(MATERIAL TO PROCESS)
PR #649, opened 2020-02-01
Remove vita-headers

1whatleytay:
For discussion and testing on removing vita-headers.

Some reasons for removing vita-headers:
 - We can't use a bunch of vita-headers structs because of the host/target pointer size (64-bit host vs 32-bit guest).
 - Because of that we have to redeclare lots of the struct in `namespace emu`. This is bad because:
   - Redeclaring the contents of the header defeats the purpose of including the header at all.
   - Causes confusion between emu and global versions of structs. Some common questions include:
     - Is there an emu version of XXX struct?
     - Do I need to make an emu version of XXX struct?
     - Does YYY struct/function use the emu or global version of XXX struct?
     - Do I need to cast between emu and global here?
 - vita-headers license is supposed to let us copy everything. Copying everything would also let us have more control over the structs themselves (for example, get methods for width/height of SceGxmTexture).

I need...
 - Feedback on organization (like util/types.h). There's probably a good and logical way to organize vita-headers structs, especially those that are shared across multiple modules- but I couldn't think of it.
 - To drop comments that I forgot to remove.
 - To erase all the remaining `namespace emu`s that have survived my wrath. **OK**


vita3k/config/include/config/config.h
```diff
@@ -17,9 +17,39 @@
 
 #pragma once
 
-#include <psp2/system_param.h>
 #include <spdlog/spdlog.h>
 
+// temporary enum copy, should be moved to some header like util/types.h before merge
```
Zangetsu38: i confirm, here is wrong haha, and this relate apputil, go just use like rpcs3 ans set in inside include corresponding :)

vita3k/util/CMakeLists.txt
```diff
@@ -13,6 +13,7 @@ add_library(
 	include/util/preprocessor.h
 	include/util/resource.h
 	include/util/string_utils.h
+    include/util/types.h
```
Zangetsu38: fail format ^^

1whatleytay:
Amended.

vita3k/util/include/util/types.h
(End MATERIAL TO PROCESS)
§ **EXERCISE DESCRIPTION**: Using only the entries above, output the line with "- We can't use", the line with "- Does YYY struct/function", and all lines between them, exactly as they stand.

§ **SOLUTION TO THIS TASK**:
 - We can't use a bunch of vita-headers structs because of the host/target pointer size (64-bit host vs 32-bit guest).
 - Because of that we have to redeclare lots of the struct in `namespace emu`. This is bad because:
   - Redeclaring the contents of the header defeats the purpose of including the header at all.
   - Causes confusion between emu and global versions of structs. Some common questions include:
     - Is there an emu version of XXX struct?
     - Do I need to make an emu version of XXX struct?
     - Does YYY struct/function use the emu or global version of XXX struct?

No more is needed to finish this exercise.